The definitions taken from ISO/IS 10303-42:1994 have undergone a
adaptation process, characterized by:
- adaptation of the IFC naming convention (inner majuscules and Ifc
prefix)
- adaptation of the STEP entities, where multiple inheritance or
non-exclusive inheritance (i.e. AND or ANDOR subtype constraints) are used
- selection of a subset of the IR, using subtype and select
pruning
- dimensionality of geometric representation items defined at each item
(not through the representation context)
- omission of pcurves, use of simple 2D curves for the generation of
swept surfaces
- omission of the name attribute at the representation item
The following entities, defined in the Integrated Resources, part 43
"Integrated generic resources: Representation structures" have been
incorporated in this resource schema:
- representation_item as IfcRepresentationItem
- representation_map as IfcRepresentationMap
- mapped_item as IfcMappedItem
The geometric representation of the shape is defined following the
adaptation of the ISO/CD 10303-42:1992, Industrial Automation Systems
and Integration: Product Data Representation and Exchange - Part 42: Integrated
Generic Resources. Geometric and Topological Representation.

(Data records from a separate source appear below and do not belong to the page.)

PR #6004, opened 2026-07-30
Fix OAuth team scope resolution for missing or malformed token_teams

### LINKED ISSUE #5980: OAuth scope resolution treats indeterminate admin team state as unrestricted
### Bug Summary

`_resolve_token_teams_for_scope_check()` treats missing or malformed
`request.state.token_teams` as unrestricted when `current_user.is_admin` is
true and no cached JWT payload is available.

This makes an indeterminate team scope indistinguishable from an explicitly
unrestricted scope.

### Affected Component

- [x] `mcpgateway` - API

Relevant code: `mcpgateway/routers/oauth_router.py`

### Steps to Reproduce

1. Create an admin user context with `is_admin=true`.
2. Create a request whose `state.token_teams` is absent or has an unexpected
   type.
3. Ensure `request.state._jwt_verified_payload` is unavailable.
4. Call `_resolve_token_teams_for_scope_check()` or an endpoint relying on it.
5. Observe that the result is `None`, representing unrestricted scope.

### Expected Behavior

Explicit unrestricted scope should remain allowed. Missing or malformed scope
state should be resolved from another trusted source or handled as
indeterminate instead of automatically becoming unrestricted.

Authentication methods that legitimately have no team narrowing, such as
configured platform-admin access, should continue to work.

### Acceptance Criteria

- [ ] Explicit `token_teams=None` remains unrestricted for eligible admins.
- [ ] Malformed `token_teams` does not resolve to unrestricted scope.
- [ ] Missing state is recovered from a trusted user or token context when
      available.
- [ ] Legitimate admin authentication without team narrowing remains supported.
- [ ] Tests cover `None`, empty list, non-empty list, missing state, malformed
      state, and cached-payload recovery.

### Logs / Error Output

No error is emitted. Current behavior returns unrestricted scope.

### Environment Info

Observed through source review of current OAuth routing and authentication
helpers.

Sagar-Mondal:
# Pull Request

## 🔗 Related Issue

Closes #5980 

---

## 📝 Summary

Hardens `_resolve_token_teams_for_scope_check()` in `oauth_router.py` to prevent missing or malformed `request.state.token_teams` from being silently promoted to unrestricted admin scope (`None`).

**Before:** When `token_teams` was absent or had an unexpected type (e.g., string, int, dict) and no cached JWT payload was available, the function returned `None` for admin users — granting unrestricted scope indistinguishable from an explicitly un-narrowed admin.

**After:** Only explicitly resolved `token_teams=None` from a trusted source (`request.state` or cached JWT payload) can produce unrestricted scope. Missing or malformed state now:
1. Logs a warning for malformed values
2. Attempts recovery from the cached `_jwt_verified_payload`
3. Fails closed to public-only (`[]`) if no trusted source is available — regardless of admin status

Additionally:
- Extracts duplicated admin-flag logic into a shared `_extract_is_admin()` helper for consistency across `_resolve_token_teams_for_scope_check` and `_enforce_gateway_access`
- Extracts JWT recovery logic into a standalone `_recover_token_teams_from_jwt()` helper for isolated testability
- **Validates `teams` claim type in `_recover_token_teams_from_jwt()` before delegating to `normalize_token_teams()`** — prevents `TypeError` on non-iterable types (`int`, `bool`) and misleading team IDs from iterating strings (char-by-char) or dicts (over keys). Malformed claims are logged at WARNING and fail closed to `[]` via the caller.
- Collapses duplicated `is_admin` extraction in the recovery branch to reuse `_extract_is_admin()` — also incidentally fixes a latent `AttributeError` where the old code called `.get()` on a JWT `user` claim without checking it was a dict first
- Adds debug logging when token_teams is successfully recovered from the cached JWT payload
- Uses consistent "unrestricted" terminology throughout (replacing "un-scoped")

---

## 📏 Reviewability

---

## 🏷️ Type of Change

- [x] Bug fix
- [ ] Feature / Enhancement
- [ ] Documentation
- [x] Refactor
- [ ] Other (describe below)

---

## 🧪 Verification

**Test coverage for all acceptance criteria:**

| Scenario | Test(s) | Expected |
|----------|---------|----------|
| Explicit `token_teams=None` (admin) | `test_explicit_none_admin_unrestricted`, `test_legitimate_admin_with_explicit_unrestricted_token_teams` | Returns `None` (unrestricted) ✅ |
| Explicit `token_teams=None` (non-admin) | `test_explicit_none_non_admin_passes_through` | Returns `None` (caller-downgraded) ✅ |
| Empty list `[]` (admin) | `test_empty_list_admin_public_only` | Returns `[]` (no bypass) ✅ |
| Non-empty list | `test_non_empty_list_preserved`, `test_non_empty_list_admin_narrowed` | Returns team list ✅ |
| Missing state (admin, no JWT cache) | `test_missing_state_admin_fails_closed` | Returns `[]` (fail-closed) ✅ |
| Missing state (non-admin, no JWT cache) | `test_missing_state_non_admin_fails_closed` | Returns `[]` ✅ |
| Malformed state — string, int, dict, bool | `test_malformed_state_*_fails_closed` (4 tests) | Returns `[]` (fail-closed) ✅ |
| Missing state + cached JWT recovery | `test_missing_state_recovered_from_cached_jwt_admin`, `_narrowed` | Recovers from payload ✅ |
| Malformed state + cached JWT recovery | `test_malformed_state_recovered_from_cached_jwt`, `_admin_unrestricted` | Recovers from payload ✅ |
| Cached JWT `teams=[]` + admin | `test_cached_jwt_public_only_admin_stays_scoped` | Returns `[]` (no bypass) ✅ |
| JWT `is_admin` overrides `current_user` | `test_cached_jwt_overrides_current_user_admin_flag` | JWT is authority ✅ |
| `_extract_is_admin` delegation | `test_uses_extract_is_admin_helper` | Nested dict supported ✅ |
| Cached JWT with empty dict payload (admin) | `test_cached_jwt_empty_dict_payload_fails_closed` | Returns `[]` (fail-closed) ✅ |
| Cached JWT with non-dict payload (admin) | `test_cached_jwt_non_dict_payload_fails_closed` | Returns `[]` (fail-closed) ✅ |
| Cached JWT with `None` payload in tuple (admin) | `test_cached_jwt_none_payload_in_tuple_fails_closed` | Returns `[]` (fail-closed) ✅ |
| Cached JWT with `user` claim as string | `test_cached_jwt_user_claim_as_string_fails_closed` | No `AttributeError`, fails closed ✅ |
| **Malformed `teams` in cached JWT — int** | `test_malformed_teams_int_returns_none` | Recovery returns `None` → caller assigns `[]` ✅ |
| **Malformed `teams` in cached JWT — bool** | `test_malformed_teams_bool_returns_none` | Recovery returns `None` → caller assigns `[]` ✅ |
| **Malformed `teams` in cached JWT — string** | `test_malformed_teams_string_returns_none` | Recovery returns `None` → caller assigns `[]` ✅ |
| **Malformed `teams` in cached JWT — dict** | `test_malformed_teams_dict_returns_none` | Recovery returns `None` → caller assigns `[]` ✅ |
| `_recover_token_teams_from_jwt` isolation | `TestRecoverTokenTeamsFromJwt` (15 tests) | All edge cases covered ✅ |
| `_enforce_gateway_access` with missing state | `test_enforce_gateway_access_missing_token_teams_admin_fails_closed` | Deny-path: 403 with `[]` scope ✅ |
| `_enforce_gateway_access` with malformed state | `test_enforce_gateway_access_malformed_token_teams_admin_fails_closed` | Deny-path: 403 with `[]` scope ✅ |
| **`_enforce_gateway_access` team-visibility cache hit** | `test_enforce_gateway_access_team_visibility_cache_hit_member_allowed` | Allow-path: `TeamManagementService.get_user_role_in_team` grants access ✅ |

**Updated characterization tests** in `TestOAuthClientManagementScopeGuard`:
- `test_malformed_token_teams_admin_denied` — now expects 403 (was allowed)
- `test_missing_token_teams_admin_denied` — now expects 403 (was allowed)
- Parametrized `absent-attribute` case — now expects denial

---

## ✅ Checklist

---

## 📓 Notes

**Files changed:**
- `mcpgateway/routers/oauth_router.py` — Hardened `_resolve_token_teams_for_scope_check()`, new `_extract_is_admin()` helper, new `_recover_token_teams_from_jwt()` helper (extracted JWT recovery logic with teams-claim type validation), recovery branch reuses `_extract_is_admin(payload)` instead of duplicating admin extraction, enhanced docstrings, debug logging on successful JWT recovery
- `tests/unit/mcpgateway/routers/test_oauth_router.py` — 23 new tests in `TestResolveTokenTeamsForScopeCheck`, 15 new tests in `TestRecoverTokenTeamsFromJwt` (11 original + 4 malformed teams-claim types: int, bool, str, dict), 4 new tests for `_enforce_gateway_access` in `TestOAuthAccessHelpers` (2 deny-path tests for missing/malformed state + 1 regression test verifying `TeamManagementService.get_user_role_in_team` is the sole membership-check path + 1 unknown-visibility test with request-scoped `token_teams`), 1 updated test in `TestOAuthRouter` (`test_resolve_token_teams_for_scope_check_admin_missing_state_fails_closed` replaces `test_resolve_token_teams_for_scope_check_admin_attribute_fallback`), updated 3 characterization tests in `TestOAuthClientManagementScopeGuard`

**Design decisions:**
- **Fail-closed by default:** Missing/malformed state → `[]` (public-only), never `None` (unrestricted). This matches `get_token_teams_from_request` semantics in `auth_context.py`.
- **JWT payload as recovery source:** When `token_teams` is missing or malformed, the cached `_jwt_verified_payload` is consulted. The `is_admin` flag from the JWT payload takes precedence over `current_user` during recovery, since the token is the authority.
- **`_recover_token_teams_from_jwt` extraction:** The JWT recovery block is now a standalone helper returning `tuple[list[str] | None, bool] | None`. This makes it independently testable and avoids the recovery logic being tightly coupled with the main resolver's control flow.
- **Teams-claim type validation in recovery:** `_recover_token_teams_from_jwt()` validates the `teams` claim is `None` or `list` before delegating to `normalize_token_teams()`. This prevents `TypeError` on non-iterable types (int, bool) and misleading team IDs from string iteration (char-by-char) or dict iteration (over keys). The type contract `tuple[list[str] | None, bool] | None` is now enforced at runtime, not just by annotation.
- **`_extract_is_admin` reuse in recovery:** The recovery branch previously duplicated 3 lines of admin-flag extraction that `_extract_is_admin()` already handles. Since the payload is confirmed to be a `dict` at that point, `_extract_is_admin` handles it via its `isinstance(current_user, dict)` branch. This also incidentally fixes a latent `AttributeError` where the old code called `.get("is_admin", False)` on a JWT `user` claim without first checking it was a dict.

The type,
class, and function semantic definition sections follow the adapted wording of
the working draft, which is clearly indicated and quoted at each reference. The
definitions on geometric and topological representation (when taken from ISO/CD
10303-42:1992) are explicitly excluded from the copyright of buildingSMART International Limited.
For more information on the definitions
as defined in the formal ISO standard please refer to: ISO/IS 10303-42:1994,
Industrial Automation Systems and Integration: Product Data Representation and
Exchange - Part 42: Integrated Generic Resources. Geometric and Topological
Representation. The formal standard can be obtained through the local
publishers of standards in each individual country.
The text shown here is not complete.